The hydrograph disaggregation algorithm is a means of categorizing the hydrograph into three primary constituent parts, namely:

  1. the rising limb,
  2. the falling limb, and
  3. the baseflow recession component.

The rising limb identifies the portion of the hydrograph that has been influenced by some forcing, typically a rainfall event, a snowmelt episode, and perhaps, some planned release of a significant volume of water from storage.

The falling limb is subsequent to the rising limb and is likely indicative of the cessation of the forcing, and thus can be though of the excess precipitation that has yet to drain from the basin.

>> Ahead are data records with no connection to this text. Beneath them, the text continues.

PR #524, opened 2024-11-14
Patch fix: add `Manifest.toml` to benchmarking

SamuelBrand1:
After some problems with the benchmarking CI, I came to the conclusion that the failure was due to swapping to `Pkg.add` in CI which was causing uncommitted changes to the branch in the CI run leading to a failure ("dirty commit").

To stabilise the changes on the checked out branch in CI I've add a `Manifest.toml` file for the benchmarking following https://github.com/tkf/BenchmarkCI.jl#setup-with-benchmarkmanifesttoml .

- The fork of `BenchmarkCI` we are using is specified there.
- `EpiAware` dep is specified there.

This reduces the CI command to just `instantiate` and stops an error occurring between running benchmarks for the target and the baseline commits.

Evidence that this works is the test draft PR #523 which is aimed at benchmarking the test branch `trigger-bci-2` against the test branch `trigger-bci`: both of which have this approach to specifying the `benchmark` project deps.

### DIFF
--- a/.github/workflows/benchmark.yaml
+++ b/.github/workflows/benchmark.yaml
@@ -24,7 +24,7 @@ jobs:
           Pkg.instantiate();
           Pkg.update()'
       - name: Run benchmarks
-        run: julia --project=benchmark -e 'using BenchmarkCI; BenchmarkCI.judge(; baseline = "origin/main", retune = false)'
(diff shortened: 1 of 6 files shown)


seabbs (approved):
What a nightmare and this all comes back to it not respecting source? It’s weird they show the add pattern working in their docs

Issue #525, opened 2024-11-15
Guaranteed latent model functionality


SamuelBrand1:
The implicit promise of this being a latent model is that it will work with the library of latent model functionality. Does this implementation do so? If no do we need to rethink the idea of making this a latent model

_Originally posted by @seabbs in https://github.com/CDCgov/Rt-without-renewal/pull/510#discussion_r1842263147_
            
As @seabbs mentions above the latent model type (setting ODE model and parameter priors) offered by #510 might not make sense with the whole latent model stack. E.g. What does broadcasting a sample from this kind of latent model mean?

This opens up a conversation about what we want for the fundamental capabilities of latent model.

SamuelBrand1:
Agreed: latent random variable (sets) we expect to be indexable should be one branch and others on the other.

PR #530, opened 2024-11-20
Issue 529: Create null Latent model

### LINKED ISSUE #529: Create NullLatentModel
> I think I've nearly fully addressed this concern. Where we might be missing something is not having a NullLatentModel type which just generates nothing values. I wanted to leave the option open for the ODE models to be conditional on a latent process outcome, e.g. as per a Renewal model, but that is not currently used. A nothing returning process would let us use the current infra for model specification.

Good idea

_Originally posted by @seabbs in https://github.com/CDCgov/Rt-without-renewal/issues/510#issuecomment-2468572438_
            
As discussed here, this would be an easy and handy feature.

SamuelBrand1:
This small PR closes #529 .

This PR contributes a `Null` struct which defines the concept of having a `nothing` latent process. This is useful to reusing patterns that we already have (e.g. `EpiProblem`) in situations where we don't actually want a latent process.

_Potentially_ it might be better to sequence this to after resolving #525 , because like the ODE parameter objects this not a naturally _indexable_ latent model.


seabbs:
I think this is fine to go in for now. Noting that we only need this whilst we take `Z_t` as an input and once that is shifted to be model internal we should no longer need this and can remove?

seabbs (dismissed):

SamuelBrand1:
> I think this is fine to go in for now. Noting that we only need this whilst we take `Z_t` as an input and once that is shifted to be model internal we should no longer need this and can remove?

Yes, hard to imagine we'll need this with a suitably flexible interface.

PR #129, opened 2026-01-22
feat: add highlight using pygments

maxandersen:
I wanted to have a pure java highlighter but were not able to find one I was happy with (closest is/was textmate4e which I do think is doable but its dependency chain is massive so I wanted something that was lighter).

this adds a pygments.highlight(sourcetype, source) that converts into Text() with styles and tags. 

For now only done at lower levels, added demo and hook to Filemanager. 

note: it tries pygmentize, uvx, pipx in that order ...thus first call might be slow but afterwards its "just" a external process call "cost"

Could also be a candidate to be external repo - wdyt?

* note: I have a tree-sitter spike which is probably better more long term but it supports way less languages so stil wanted a basic highlight via pygment.


maxandersen:
hmm - not right diff...reopening soon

The baseflow recession component should be though of that portion of the hydrograph that represents the slow release of water stored in the watershed. It is not uncommon to assume that this portion of the hydrograph is entirely composed of groundwater discharge, however there may be exceptions. The baseflow recession component is identified by locating portions of the hydrograph that closely follow the computer baseflow recession coefficient \((k)\) within a predefined degree of error.

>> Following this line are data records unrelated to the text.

PR #130, opened 2026-01-22
feat: add highlight using pygments

maxandersen:
I wanted to have a pure java highlighter but were not able to find one I was happy with (closest is/was textmate4e which I do think is doable but its dependency chain is massive so I wanted something that was lighter).

this adds a pygments.highlight(sourcetype, source) that converts into Text() with styles and tags. 

For now only done at lower levels, added demo and hook to Filemanager. 

note: it tries pygmentize, uvx, pipx in that order ...thus first call might be slow but afterwards its "just" a external process call "cost"

Could also be a candidate to be external repo - wdyt?

* note: I have a tree-sitter spike which is probably better more long term but it supports way less languages so stil wanted a basic highlight via pygment.

### DIFF
--- a/tamboui-pygments/src/main/java/dev/tamboui/pygments/Pygments.java
+++ b/tamboui-pygments/src/main/java/dev/tamboui/pygments/Pygments.java
@@ -1,0 +1,528 @@
+/*
+ * Copyright (c) 2025 TamboUI Contributors
+ * SPDX-License-Identifier: MIT
+ */
+package dev.tamboui.pygments;
+
+import dev.tamboui.style.Color;
+import dev.tamboui.style.Style;
+import dev.tamboui.style.Tags;
+import dev.tamboui.text.Text;
+
+import java.io.ByteArrayOutputStream;
+import java.io.IOException;
+import java.io.InputStream;
+import java.io.OutputStream;
+import java.nio.charset.StandardCharsets;
+import java.time.Duration;
+import java.util.ArrayList;
+import java.util.Arrays;
+import java.util.Collections;
+import java.util.HashMap;
+import java.util.List;
+import java.util.Locale;
+import java.util.Map;
+import java.util.Objects;
+import java.util.Optional;
+
+/**
+ * Syntax-highlights source code by invoking the {@code pygmentize} CLI with the {@code raw} formatter.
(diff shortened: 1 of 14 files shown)


tamboui-pygments/src/main/java/dev/tamboui/pygments/Pygments.java
```diff
@@ -0,0 +1,531 @@
...
+        /**
+         * @param tokenType full Pygments token type (e.g. {@code Token.Literal.String})
+         * @return a style to use for the given token type
+         */
+        Style resolve(String tokenType);
+    }
+
+    public static final TokenStyleResolver DEFAULT_STYLE_RESOLVER = createDefaultStyleResolver();
+
+    private static TokenStyleResolver createDefaultStyleResolver() {
```
maxandersen, line 405: atm just using colors i made up + tagging with "syntax-*". needs wiring up to whatever theming could be interesting.

davsclaus:
Very nice

I wonder if you have also looked at what jline - I think it has some basic java highlighting. And that you can also tweak colors for that.
Screenshot 2026-01-24 at 08 17 05

this is from camel-jbang and the edit command we have

camel edit foo.java

maxandersen:
i saw the highlight feature but didn't see many applications of it (i.e. different languages) ..got pointer to the code that setup the above?

maxandersen:
found the pr at https://github.com/apache/camel/commit/483f91ad8365f153f6f9b2078a3d7e4b107d59b1#diff-322a53fd0155c24a688e704ad9c27dae17302459a3548fe38f54dac99aadb004

this shows a nanorc config file format with regular expression matching that could be interesting....its only regular expression based but that could definitely be a "basic" option.

davsclaus:
yeah @gnodet would be the go to person about jline - i think it has highlighters out of the box for json/xml and other common styles.

maxandersen:
I see it at https://github.com/jline/jline3/blob/master/builtins/src/main/java/org/jline/builtins/SyntaxHighlighter.java

That has a lot of useful stuff but afaics the hooks to do this all translate to attributedStrings that doesn't have the type info afaics just the "naked" styles/colors. would be perfect to use if could have it somehow hooked up and get not just this string is red, but its red of class keyword or similar.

Hydrograph disaggregation can be useful to hydrologic modellers needing to identify model parameters that directly relate to specific portions of the hydrograph. The disaggregation also enables the ability to isolate stream flow volumes associated with specific events and thus can be used to convert a continuous hydrograph into a discrete form (see below).

Hydrograph discretization

A common challenge with the interpretation of hydrology is the comparison of stream flow response to a rainfall/snowmelt event. Complications arise since stream flow response can have a greater dependence on antecedent conditions over the amount of precipitation. In addition, snowmelt events can add further complication as they are rarely measured, yet has a significant impact on stream flow in Canadian watersheds. By assuming that initial flow prior to an event is a surrogate for antecedent state, one could isolate the portion of the hydrograph caused by that particular event. This method is an extension of the work of Reed et.al., (1975) who used the method to derive parameters for their rainfall-runoff model. Arnold and Allen (1999) also refer this to the ``recession curve displacement method.’’

The algorithm locates the onset of a rising limb and projects stream flow recession from this point as if the event had never occurred (e.g., at points \(T`\) and \(T\) in the Figure above). This projected stream flow, termed “underlying flow” by Reed et.al. (1975), is subtracted from the total observed flow to determine the volume associated with the event. Comparing these event volumes with rainfall/snowmelt volumes can be used to calculate runoff coefficients but will also highlight non-linearities of watershed hydrology (see Beven et.al., 2011).

In particular, events may be observed in the stream flow hydrograph that may have no corresponding rainfall event on record (or vice versa). This will be problematic during rainfall-runoff model calibration as this particular event will do nothing but hinder the fitness of the model as there will be no information (i.e., data) to drive the model. Identifying and eliminating these ``red herrings’’ (Bevin and Westerberg, 2011) from a calibration data set is a crucial step in preventing model over-fitting.


Arnold, J.G. and P.M. Allen, 1999. Automated Methods for Estimating Baseflow and Groundwater Recharge from Stream Flow Records Journal of American Water Resources Association 35(2): 411–424.

Beven, K.J., P.J. Smith, A. Wood, 2011. On the colour and spin of epistemic error (and what we might do about it). Hydrology and Earth System Sciences 15: 3123-–3133.

Bevin, K.J. and I. Westerberg, 2011. On red herrings and real herrings: disinformation and information in hydrological inference. Hydrological Processes 25: 1676–1680.

Reed, D.W., P. Johnson, J.M. Firth, 1975. A Non-Linear Rainfall-Runoff Model, Providing for Variable Lag Time. Journal of Hydrology 25: 295–305.